PR #1184, opened 2024-09-04
Feat: only allow login of onboarded users

pieterlukasse:
Link to JIRA ticket if there is one: https://ctds-planx.atlassian.net/browse/VADC-1255

### New Features
- feat: new config option to allow only existing OR active users to login

### Deployment changes
- activation of the feature depends on a new configuration setting: `ALLOW_NEW_USER_ON_LOGIN`

### DIFF
--- a/fence/auth.py
+++ b/fence/auth.py
@@ -100,26 +100,37 @@ def login_user(
 
     user = query_for_user(session=current_app.scoped_session(), username=username)
     if user:
-        _update_users_email(user, email)
-        _update_users_id_from_idp(user, id_from_idp)
-        _update_users_last_auth(user)
+        if user.active is False:
+            # Abort login if user.active is False (user.active is None or True are both
+            # considered active in this case):
+            raise Unauthorized(
+                "User is known but not authorized/activated in the system"
+            )
+        else:
+            _update_users_email(user, email)
+            _update_users_id_from_idp(user, id_from_idp)
+            _update_users_last_auth(user)
 
-        #  This expression is relevant to those users who already have user and
-        #  idp info persisted to the database. We return early to avoid
-        #  unnecessarily re-saving that user and idp info.
-        if user.identity_provider and user.identity_provider.name == provider:
-            set_flask_session_values(user)
-            return
+            #  This expression is relevant to those users who already have user and
+            #  idp info persisted to the database. We return early to avoid
+            #  unnecessarily re-saving that user and idp info.
+            if user.identity_provider and user.identity_provider.name == provider:
+                set_flask_session_values(user)
+                return
     else:
-        # we need a new user
-        user = User(username=username)
+        if not config["ALLOW_NEW_USER_ON_LOGIN"]:
+            # do not create new active users automatically
+            raise Unauthorized("New user is not yet authorized/activated in the system")
+        else:
+            # add the new user
+            user = User(username=username)
 
-        if email:
-            user.email = email
+            if email:
+                user.email = email
 
-        if id_from_idp:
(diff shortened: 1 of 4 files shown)


fence/config.py
```diff
@@ -47,6 +47,7 @@ def post_process(self):
             "WHITE_LISTED_GOOGLE_PARENT_ORGS",
             "CLIENT_CREDENTIALS_ON_DOWNLOAD_ENABLED",
             "DATA_UPLOAD_BUCKET",
+            "ALLOW_NEW_USER_ON_LOGIN",
```
paulineribeyre, line 50: you shouldn't need this, `ALLOW_NEW_USER_ON_LOGIN` should already by True by default

fence/auth.py
```diff
@@ -100,26 +100,37 @@ def set_flask_session_values(user):
...
+        else:
+            # add the new user
+            user = User(username=username)
+
+            if email:
+                user.email = email
+
+            if id_from_idp:
+                user.id_from_idp = id_from_idp
+                # TODO: update iss_sub mapping table?
```
paulineribeyre, line 133: you could reduce the indentation and lower the number of lines changed in your PR by removing the 2 "else" statements, since raising an error will stop the execution
```
if not config["ALLOW_NEW_USER_ON_LOGIN"]:
    raise Unauthorized
user = User(username=username)
[...]
```

fence/config.py
pieterlukasse: I think it is needed for backwards compatibility purposes or if for whatever reason someone decides to not include a setting for this in their config. See also the lines that follow directly below the line you commented on:
```python
for default in defaults:
```

pieterlukasse: thanks. Further code inspection showed that it is indeed not needed 👍 
Should be resolved now.

tests/login/test_login_user.py
```diff
@@ -33,6 +36,22 @@ def test_login_user_already_in_db(db_session):
...
+     and logs in, the login returns an Unauthorized error.
+    """
+    email = "testuser@gmail.com"
+    provider = "Test Provider"
+    id_from_idp = "Provider_ID_0001"
+
+    test_user = User(username=email, is_admin=False, active=False)
+    db_session.add(test_user)
+    db_session.commit()
+    with pytest.raises(Unauthorized):
```
paulineribeyre, line 51: let's use `pytest.raises(Unauthorized, match="...")` to check that we get the right error message (out of the 2 error messages you added)

tests/login/test_login_user.py
```diff
@@ -85,6 +104,20 @@ def test_login_new_user(db_session):
...
+    """
+    Test that when ALLOW_NEW_USER_ON_LOGIN config is False,
+    and a user that is not in the database logs in, an
+    Unauthorized error is returned.
+    """
+    monkeypatch.setitem(config, "ALLOW_NEW_USER_ON_LOGIN", False)
+    email = "testuser@gmail.com"
+    provider = "Test Provider"
+    id_from_idp = "Provider_ID_0001"
+    with pytest.raises(Unauthorized):
```
paulineribeyre, line 117: let's check the err message here too

paulineribeyre (commented):
looks good, just a minor comment

tests/login/test_login_user.py
pieterlukasse: done

tests/login/test_login_user.py
pieterlukasse: done

paulineribeyre (approved):

PR #1188, opened 2024-09-26
Feature/OIDC oauth groups

flashguerdon:
### New Features

- Support for OIDC Group Claims
- Implementation of token refresh


tests/login/test_idp_oauth2.py
```diff
@@ -38,12 +45,6 @@ def test_has_mfa_claim_acr(oauth_client_acr):
     has_mfa = oauth_client_acr.has_mfa_claim({"acr": "mfa"})
     assert has_mfa
 
-
-def test_has_mfa_claim_acr(oauth_client_acr):
```
Avantol13, line 42: note to self / future reviewer: removed b/c duplicate

tests/login/test_idp_oauth2.py
```diff
@@ -83,3 +84,357 @@ def test_does_not_has_mfa_claim_amr(oauth_client_amr):
 def test_does_not_has_mfa_claim_multiple_amr(oauth_client_amr):
     has_mfa = oauth_client_amr.has_mfa_claim({"amr": ["pwd, trustme"]})
     assert not has_mfa
+
+@pytest.fixture
+def mock_app():
```
Avantol13, line 89: these could go in conftest

fence/resources/openid/idp_oauth2.py
```diff
@@ -33,13 +40,39 @@ def __init__(
         )
         self.idp = idp  # display name for use in logs and error messages
         self.HTTP_PROXY = HTTP_PROXY
+        self.check_groups = config.get("CHECK_GROUPS", False)
+        self.groups = self.settings.get("groups", None)
+        self.read_group_information = False
+        self.groups_from_idp = []
+        self.verify_aud = self.settings.get("verify_aud", False)
+        self.audience = self.settings.get("audience", self.settings.get("client_id"))
+        self.is_mfa_enabled = "multifactor_auth_claim_info" in self.settings
```
Avantol13, line 49: Do you need this? I'm not seeing why this is necessary outside of the existing logic

fence/blueprints/login/base.py
```diff
@@ -129,11 +138,107 @@ def get(self):
...
-        self.post_login(user=flask.g.user, token_result=result, id_from_idp=id_from_idp)
+
+        expires = self.extract_exp(refresh_token)
+
+        # if the access token is not a JWT, or does not carry exp, default to now + REFRESH_TOKEN_EXPIRES_IN
+        if expires is None:
+            expires = int(time.time()) + config["REFRESH_TOKEN_EXPIRES_IN"]
+
+        # # Store refresh token in db
+        if self.check_groups:
```
Avantol13, line 149: perhaps check if there's actually config for the group syncing for this client too, not just the global feature flag

fence/config-default.yaml
```diff
@@ -94,6 +94,7 @@ DB_MIGRATION_POSTGRES_LOCK_KEY: 100
 #   - WARNING: Be careful changing the *_ALLOWED_SCOPES as you can break basic
 #              and optional functionality
 # //////////////////////////////////////////////////////////////////////////////////////
+CHECK_GROUPS: false
```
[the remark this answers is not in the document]
Avantol13: Okay, giving this some more thought, maybe it makes sense to *not* have this global feature flag, and instead just have the per-client config. That could be a lot cleaner

tests/test-fence-config.yaml
```diff
@@ -141,6 +142,17 @@ OPENID_CONNECT:
...
       authorization_endpoint: 'https://generic2/authorization_endpoint'
+  generic3:
+    name: 'generic3'  # optional; display name for this IDP
+    client_id: ''
+    client_secret: ''
+    redirect_url: '{{BASE_URL}}/login/generic3/login'  # replace IDP name
+    # use `discovery` to configure IDPs that do not expose a discovery
+    # endpoint. One of `discovery_url` or `discovery` should be configured
+    discovery_url: 'http://localhost/realms/generic3/.well-known/openid-configuration'
+    groups:
```
Avantol13, line 153: The naming here makes this a little confusing in the code. Take a look at my previous comments around potential renaming. 

I think we need `is_enabled` true/false if we keep this under a `groups` config, but I feel like it would improve readability if there was a top-level flag turning this on and *then* you can read the config. So have :

```
generic3:
  is_authz_groups_sync_enabled: true
  authz_groups_sync:
    group_prefix: /covid
```

Avantol13 (changes requested):
Thanks folks! At a high-level this is a great direction.

Initial round of feedback complete. Light review of the testing at this point (since I expect some of it to change). Suggesting some reorganization and other minor cleanup (see comments).

Please feel free to respond to comments for clarification and/or make updates and let me know once everything has been addressed. I'll do another round of review after that.

fence/blueprints/login/base.py
```diff
@@ -93,6 +96,8 @@ def __init__(
             "OPENID_CONNECT"
         ].get(self.idp_name, {})
         self.app = app
+        self.check_groups = config.get("CHECK_GROUPS", False)
+        self.app = app if app is not None else flask.current_app
```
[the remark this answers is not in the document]
flashguerdon: The reason was flask.current_app wasn't available on some of the test. But I agree, it is redundant now.

fence/resources/openid/idp_oauth2.py
```diff
@@ -72,19 +108,39 @@ def get_jwt_keys(self, jwks_uri):
             return None
         return resp.json()["keys"]
 
+    def decode_token(self, token_id, keys):
```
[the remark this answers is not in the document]
flashguerdon: This function validates audience.

fence/resources/openid/idp_oauth2.py
```diff
@@ -33,13 +40,39 @@ def __init__(
...
         self.HTTP_PROXY = HTTP_PROXY
+        self.check_groups = config.get("CHECK_GROUPS", False)
+        self.groups = self.settings.get("groups", None)
+        self.read_group_information = False
+        self.groups_from_idp = []
+        self.verify_aud = self.settings.get("verify_aud", False)
+        self.audience = self.settings.get("audience", self.settings.get("client_id"))
+        self.is_mfa_enabled = "multifactor_auth_claim_info" in self.settings
+
+        self.arborist = ArboristClient(
```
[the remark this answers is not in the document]
flashguerdon: Requires further investigation, as the arborist client here in not in the app context; hence new client.
RuntimeError: Working outside of application context

fence/error_handler.py
```diff
@@ -27,6 +28,9 @@ def get_error_response(error):
         )
     )
 
+
+    #raise error
```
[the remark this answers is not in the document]
flashguerdon: Issue: Error messages are obfuscated, the line needs be uncommented when troubleshooting errors. Breaks tests if not commented out / removed. I have added a TODO so this can be looked at.

fence/resources/openid/idp_oauth2.py
```diff
@@ -33,13 +40,39 @@ def __init__(
         )
         self.idp = idp  # display name for use in logs and error messages
         self.HTTP_PROXY = HTTP_PROXY
+        self.check_groups = config.get("CHECK_GROUPS", False)
+        self.groups = self.settings.get("groups", None)
+        self.read_group_information = False
+        self.groups_from_idp = []
+        self.verify_aud = self.settings.get("verify_aud", False)
+        self.audience = self.settings.get("audience", self.settings.get("client_id"))
```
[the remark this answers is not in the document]
flashguerdon: This is in the base class, the settings are for a specific client, so inconsistent clients are covered

fence/resources/openid/idp_oauth2.py
flashguerdon: removed.

fence/config-default.yaml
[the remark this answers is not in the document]
flashguerdon: Makes sense. Removed the global feature flag

tests/test-fence-config.yaml
flashguerdon: agreed

fence/resources/openid/idp_oauth2.py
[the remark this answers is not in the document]
Avantol13: Are you ever running this class outside of the flask app? If it's happening in tests, you may need to inspect that. The arborist client for Fence gets instantiated here: https://github.com/uc-cdis/fence/blob/0efce95888718161e58359312e2f345e652db446/fence/__init__.py#L478-L480 it's based on a configuration, so you may need to add that to your instance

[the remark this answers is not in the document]
flashguerdon: The issue is with [fence/job/access_token_updater.py](https://github.com/uc-cdis/fence/pull/1188/files#diff-e96202d6bcb84a435f7a97b898fb222fc1cc15597fc58a92a7a812b57769a44a), when running `fence_create.py update-visas` script, get out of the app context via cron job when executing `update_user_authorization` in Oauth2ClientBase, which requires arborist client. Any ideas?

fence/job/access_token_updater.py
```diff
@@ -44,17 +44,33 @@ def __init__(
...
         else:
-            self.ras_client = RASClient(
+            ras_client = RASClient(
                 oidc["ras"],
                 HTTP_PROXY=config.get("HTTP_PROXY"),
                 logger=logger,
             )
+            self.oidc_clients_requiring_token_refresh.append(ras_client)
+
+        # Initialise a client for each OIDC client in oidc, which does has gis_authz_groups_sync_enabled set to true and add them
```
Avantol13, line 63:
```suggestion
        # Initialise a client for each OIDC client in oidc, which does has is_authz_groups_sync_enabled set to true and add them
```

fence/job/access_token_updater.py
```diff
@@ -44,17 +44,33 @@ def __init__(
...
+        # to oidc_clients_requiring_token_refresh
+        for oidc_name in oidc:
+            if oidc.get(oidc_name).get("is_authz_groups_sync_enabled", False):
```
Avantol13, line 66:
```suggestion
            if oidc.get(oidc_name, {}).get("is_authz_groups_sync_enabled", False):
```

fence/job/access_token_updater.py
```diff
@@ -160,30 +176,38 @@ async def updater(self, name, updater_queue, db_session):
...
+        Select OIDC client based on identity provider.
         """
+        self.logger.info(f"Selecting client for user {user.username}")
         client = None
-        if (
-            user.identity_provider
-            and getattr(user.identity_provider, "name") == self.ras_client.idp
-        ):
-            client = self.ras_client
+        for oidc_client in self.oidc_clients_requiring_token_refresh:
```
Avantol13, line 202: this could be slightly more efficient if `oidc_clients_requiring_token_refresh` was a dict of `{"oidc_client.idp": oidc_client}`

fence/resources/openid/idp_oauth2.py
```diff
@@ -161,17 +230,45 @@ def get_auth_info(self, code):
...
+                    group_prefix = self.settings.get("authz_groups_sync", {}).get(
+                        "group_prefix", ""
+                    )
+                except (AttributeError, TypeError) as e:
+                    self.logger(
+                        f"Error: is_authz_groups_sync_enabled is enabled, required values not configured: {e}"
+                    )
+                    raise Exception(e)
+                except KeyError as e:
+                    self.logger(
```
Avantol13, line 256: self.logger.error

fence/blueprints/login/base.py
```diff
@@ -129,11 +142,141 @@ def get(self):
...
-        self.post_login(user=flask.g.user, token_result=result, id_from_idp=id_from_idp)
+
+        expires = self.extract_exp(refresh_token)
+
+        # if the access token is not a JWT, or does not carry exp, default to now + REFRESH_TOKEN_EXPIRES_IN
+        if expires is None:
+            expires = int(time.time()) + config["REFRESH_TOKEN_EXPIRES_IN"]
+
+        # Store refresh token in db
+        if self.is_read_authz_groups_from_tokens_enabled:
```
Avantol13, line 153: This could also be done if we simply want to persist the refresh token but not use this read authz groups feature.

So I would propose 2 things:
- Ensure it is obvious in the configuration that enabling `is_read_authz_groups_from_tokens_enabled` also makes it so that Fence persists refresh tokens from that IdP
- Provide a _separate_ config, perhaps `persist_refresh_token`, which is defaulted to False and overrides `is_read_authz_groups_from_tokens_enabled`. This allows an idp who is NOT reading authz groups to request storage of refresh tokens. While this doesn't immediately benefit us here, it is a more flexible configuration for future extensibility

fence/blueprints/login/base.py
```diff
@@ -129,11 +142,141 @@ def get(self):
...
+        This function assumes that the refresh token is valid and does not perform any JWT validation.
+        For any JWT coming from an OpenID Connect (OIDC) provider, validation should be done using the
+        public keys provided by the IdP (from the JWKS endpoint) before using this function to extract
+        the expiration time (`exp`). Without validation, the token's integrity and authenticity cannot
+        be guaranteed, which may expose your system to security risks.
+
+        Ensure validation is handled prior to calling this function, especially in any public or
+        production-facing contexts.
+
+        Parameters:
```
Avantol13, line 192: we use "Google-style" docstrings, see other examples in Fence or reference the docs: https://google.github.io/styleguide/pyguide.html

fence/resources/openid/idp_oauth2.py
```diff
@@ -72,19 +100,60 @@ def get_jwt_keys(self, jwks_uri):
...
+            return decoded_token
+
+        except JWTClaimsError as e:
+            self.logger.error(f"Claim error: {e}")
+            raise JWTClaimsError(f"Invalid audience: {e}")
+        except JWTError as e:
+            self.logger.error(f"JWT error: {e}")
+            raise JWTError(f"JWT error occurred: {e}")
+
     def get_jwt_claims_identity(self, token_endpoint, jwks_endpoint, code):
```
Avantol13, line 143: you're modifying the original intent of this function, which was to return the validated claims from the identity (id) token. I understand why you're adding this functionality here (to avoid an additional API call to the token endpoint), but I think we need to update the function name and docstring and consider returning similar formats for the id and refresh token (e.g. one is validated and decoded and one is NOT). 

The fact that the returned refresh token here is not validated is problematic, b/c it's unclear to the caller that they're getting 1 validated token and one non-validated one. And since this is such a high-level and used function, we should rethink this. 

Ideally, this should validate and return the decoded contents. Or rather, perhaps we need to split the logic up here. A function to get the _non-validated, raw_ tokens, and another function to get the ID token claims by passing in the raw token. Then we don't have to make the return of this function so messy

Avantol13 (changes requested):

fence/resources/openid/idp_oauth2.py
```diff
@@ -187,14 +284,13 @@ def get_access_token(self, user, token_endpoint, db_session=None):
         """
         Get access_token using a refresh_token and store new refresh in upstream_refresh_token table.
         """
+        ###this function is not correct. use self.session.fetch_access_token, validate the token for audience and then return the validated token. Still store the refresh token. it will be needed for periodic re-fetching of information.
```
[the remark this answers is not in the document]
flashguerdon: Resolved.

michaelfitzo:
Hello! Before moving ahead with any final approvals, the engineering team feels that it would be extremely useful to us to hear a bit more background on the request.  We have recently implemented a requirement that PRs must typically include a Community Feature Document, which gives us a bit more background on the request, your requirements, and use cases.  

https://docs.google.com/document/d/1P2dfqnSH-e7OX1Hw62sDL8zcR7gZp4d152TlDBlomDc/edit?usp=sharing

The document looks long, but I would ask you to focus on the requirements and use cases sections along with whatever else you can.  Apologies again for not sending sooner, but I think this will unblock any final reviews required.  Let me know if you have any questions about this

### What is required
What is needed is every line from the beginning of the data up to and including the line with "### Deployment changes", given again word for word.

### Answer
PR #1184, opened 2024-09-04
Feat: only allow login of onboarded users

pieterlukasse:
Link to JIRA ticket if there is one: https://ctds-planx.atlassian.net/browse/VADC-1255

### New Features
- feat: new config option to allow only existing OR active users to login

### Deployment changes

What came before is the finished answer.